Per me la libertà non è mai stato un concetto astratto. Altro che cazzi. Io sapevo bene di cosa si trattasse quando sentivo pronunciare quella parola. Mica come quei supereroi dei miei coetanei. Loro fumavano spinelli nei bagni e sognavano un mondo alla rovescia. Ne parlavano indicando i grandi della Storia che avevano combattuto per conquistarla. Scomodavano la filosofia. Inzuppavano gli occhi in testi sacri. Farcivano i diari con le loro ideologie, riempivano i dibattiti di dotte citazioni.
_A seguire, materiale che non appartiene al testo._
PR #1, opened 2021-01-13
Walking Skeleton

markspanbroek:
This is an exploration of what the components from the Dagger PoC roadmap would look like when put together. It is a [walking skeleton](https://codeclimate.com/blog/kickstart-your-next-project-with-a-walking-skeleton/), where each component is stripped down to the absolute bare minimum, yet they all work together to fulfill a (very minimal) requirement, which is automatically tested.

Components:
- [ ] DHT
- [x] Merkle DAG
- [x] Chunking
- [x] Repo
- [ ] BitSwap


dagger.nim
```diff
@@ -0,0 +1,22 @@
+import pkg/chronos
+
+type
+  DaggerPeer* = ref object
+
+proc newDaggerPeer*: DaggerPeer =
```
dryajov, line 6: I would keep all the terminology as IPFS in this repo.

It would be helpful to mention that Dagger is an umbrella name for a set of components, one of them is a storage engine, which is based on IPFS, other components such as the incentivization(?) or long term storage system(?), etc, will have their own names.

dagger.nim
```diff
@@ -0,0 +1,22 @@
...
+  DaggerPeer()
+
+proc listen*(peer: DaggerPeer, address: TransportAddress) =
```
dryajov, line 9: We should use the same or as close as possible of an API to existing IPFS implementations - https://github.com/ipfs/js-ipfs/tree/master/docs/core-api.

dagger.nim
markspanbroek: I'll address this in a later commit.

dagger.nim
markspanbroek: I'll address this in a later commit.

dagger.nim
markspanbroek: Should be resolved with the latest couple of commits

dagger.nim
markspanbroek: Should be resolved with the latest couple of commits

ipfs.nimble
```diff
@@ -0,0 +1,10 @@
+version = "0.1.0"
+author = "Dagger Team"
+description = "Decentralized storage in Nim"
+license = "MIT"
+
+requires "nim >= 1.4.2 & < 2.0.0"
```
dryajov, line 6: I think for now, we need to support v1.2.6 at the very least.

ipfs/bitswap/protocol.nim
```diff
@@ -0,0 +1,33 @@
...
+
+export stream except readLoop
+
+const Codec = "/ipfs/bitswap/1.2.0"
+
+type
+  BitswapProtocol* = ref object of LPProtocol
+    connections: AsyncQueue[BitswapStream]
+
+proc new*(t: type BitswapProtocol): BitswapProtocol =
```
dryajov, line 15: by convention, this is usually done in the `init` method that gets called from the constructor.

ipfs/bitswap/stream.nim
```diff
@@ -0,0 +1,38 @@
...
+import pkg/protobuf_serialization
+import pkg/libp2p/stream/connection
+import ./messages
+
+export messages
+
+const MaxMessageSize = 8 * 1024 * 1024
+
+type
+  BitswapStream* = ref object
```
dryajov, line 11: I'm not sure about the need of this type. I think we can get by without it and instead add an RPC handler similar to how its done in `PubSub` - https://github.com/status-im/nim-libp2p/blob/master/libp2p/protocols/pubsub/floodsub.nim#L83-L128. 

It's probably also usefull to addopt a similar structure to pubsub in general, with a "bitswap peer" type that handles each peer individually and has it's own read/write mechanism similar to https://github.com/status-im/nim-libp2p/blob/master/libp2p/protocols/pubsub/pubsubpeer.nim. Note how the peer handles its own connection and has a read loop that parses messages and then invokes the main protocol handler.

ipfs/bitswap/protocol.nim
```diff
@@ -0,0 +1,33 @@
...
+  let connections = newAsyncQueue[BitswapStream](1)
+  proc handle(connection: Connection, proto: string) {.async.} =
+    let stream = BitswapStream.new(connection)
+    await connections.put(stream)
+    await stream.readLoop()
+  BitswapProtocol(connections: connections, codecs: @[Codec], handler: handle)
+
+proc dial*(switch: Switch,
```
dryajov, line 23: It's probably better to use peer event handler here similar to - https://github.com/status-im/nim-libp2p/blob/master/libp2p/protocols/pubsub/pubsub.nim#L538-L545

This will allow to automatically register/unretister a peer when it's connected.

ipfs/ipfsobject.nim
```diff
@@ -0,0 +1,10 @@
+import pkg/libp2p
+
+type
+  IpfsObject* = object
```
dryajov, line 4: Lets get rid of the IPFS naming.

dryajov (changes requested):
I think it would be very helpful to read the https://github.com/ipfs/go-bitswap/blob/master/docs/how-bitswap-works.md, it outlines the algoritm followed by the existing implementations and it's a good starting point to understand the overall flow.

markspanbroek:
Thanks for the review @dryajov, I had a couple more commits lined up that I'm going to push first, and then I'll address your comments.

ipfs.nimble
markspanbroek: I went with the latest Nim, because it's a proof of concept for a new library, and didn't want to take the (albeit small) additional burden of maintaining compatibility with older Nim versions. If however, you find 1.2.6 support important, then I'll add additional CI jobs for this version.

ipfs/bitswap/protocol.nim
markspanbroek: I went with the naming convention for constructors from [the suggested style guide](https://github.com/status-im/nimbus-eth2/blob/a4941105511eeebfc13fad0281457afb86b79fb5/docs/the_style_book/src/02_formatting.md#naming-conventions).

ipfs/ipfsobject.nim
markspanbroek: Calling it simply `Object` felt weird, but should work. Or would you prefer to call it `DaggerObject`?

ipfs.nimble
dryajov: Some of our deps might not be compatible with 1.4.2 or later, libp2p included because our main target it 1.2.6 right now.

ipfs/bitswap/protocol.nim
dryajov: That's not what I meant. The protocol base class defines an init method where the setup of the protocol usually happens, the constructor calls the init method. This is done so that protocols can be inherited from, without having to manually redefine the protocol.

ipfs/ipfsobject.nim
dryajov: Yes, as we agreed, let's drop the ipfs moniker to avoid confusion.

markspanbroek:
As discussed with @dryajov: we'll merge this once the tests are green, and address the comments in later PRs.

ipfs.nimble
markspanbroek: I added support for Nim 1.2.6 in #4.

ipfs/ipfsobject.nim
markspanbroek: Addressed in #6.

PR #5, opened 2021-02-08
Chunking: fix erroneous cast from bytes to string

markspanbroek:
Fixes intermittent test failure on Windows, such as:
https://github.com/status-im/nim-dagger/runs/1855282285?check_suite_focus=true


ipfs/chunking.nim
```diff
@@ -7,4 +7,5 @@ proc createObject*(file: File): IpfsObject =
   IpfsObject(data: cast[seq[byte]](contents))
```
arnetheduck, line 7: there's generally `stew.toBytes` - casting between string and seq should be avoided as it results in invalid strings

PR #24, opened 2021-08-27
Treehash

dryajov:
This adds the treehash algorithm to produce a checksum/merkle root from a stream of chunks


dryajov:
closed as part of #25

PR #31, opened 2021-11-23
Build system

dryajov:
Moving dagger to nimbus build system to allow for better dependencies control.

### DIFF
--- a/.gitignore
+++ b/.gitignore
@@ -6,9 +6,6 @@ build/
 # Nimble packages
 /vendor/.nimble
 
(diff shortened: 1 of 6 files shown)


.gitignore
```diff
@@ -1,3 +1,17 @@
-*
```
markspanbroek, line 1: Would be nice if these * lines could remain. They hide the executables that are created by `nim c -r` etc..

markspanbroek (approved):

Issue #19, opened 2021-08-24
A minimal daemon implementation that exposes raw REST endpoints to interact with it


dryajov:
TODO:

- [ ] Should expose REST endpoints to
  - [ ] Upload a file - should return the metadata of the uploaded file
  - [ ] Download a file - should allow streaming of chunks/data as it's being fetched
  - [ ] Connect to a specific peer
  - [ ] Find peers that announce a specific hash or set of hashes
  - [ ] ???

dryajov:
closed by #32

PR #32, opened 2021-11-30
Node setup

Per me la faccenda era diversa. Della libertà sapevo praticamente tutto. Era un fatto di meccanica. Mica avevo bisogno di immaginarla o teorizzarla. Credeteci o meno, ma io la potevo accarezzare sul serio, picchiettando i polpastrelli sulla sua armatura metallica. Altro che ideale onirico: lei era pura cromatura! Carrozzeria e carburatore. E aveva un nome: Garelli Vip4. Nera luccicante, quasi fosse cosparsa di bizzosa brillantina. Raggi a stella bianchi, immacolati come la pelle di un albino. A vederli girare ti facevano venire voglia di buttartici dentro. Centro gravitazionale della velocità, ombelico del mio piacere rivoluzionario.
Agli approfondimenti politici preferivo il vento di maggio tra i capelli. Io sbarellavo con il mio motorello irriverente. Quello con su appiccicato l’adesivo di un’oasi nordafricana sul fanale scheggiato. Loro stavano sedute sui gradini della scuola. Carne fresca in quei diciassett’anni, saputelle neanche avessero vissuto cent’anni. Alle spalle manigoldi alti e smilzi che si davano appuntamento davanti alla biblioteca comunale. Non parlavano di discoteche, fighe e motori. Guardavano Santoro in tv, leggevano libri e in classe sapevano sempre quale fosse la musica più giusta da ascoltare.
Io no. Al suono della campanella a me in mano ancheggiava la chiave del paradiso. Roteava tra le mie dita. La libertà era a centotrentadue passi da me. Parcheggiata discreta sotto le finestre dell’aula magna. Lo specchietto crepato mi diceva che ero io il più bello del reame. La manopola in gomma chiedeva di essere masturbata al più presto.
La libertà andava posseduta, non anelata. Sodomizzata a terra e impugnata per le corna. Lei non era dentro di me, ero io sopra di lei. Le spippettavo un po’ d’aria, perché la cucciola aveva bisogno di rifiatare. Poi scalciavo sulla leva dell’accensione e miss Libertà cominciava a ruggire tamarra. La sua voce era una rosea marmitta Proma, dioscuro a guardia di quattro cavalli imbizzarriti da scagliare in strada.
Scatto in su della marcia, Garelli in assetto di guerra, partenza a razzo davanti al piazzale. La libertà cominciava in quel momento. Cattiva fin dentro le ossa.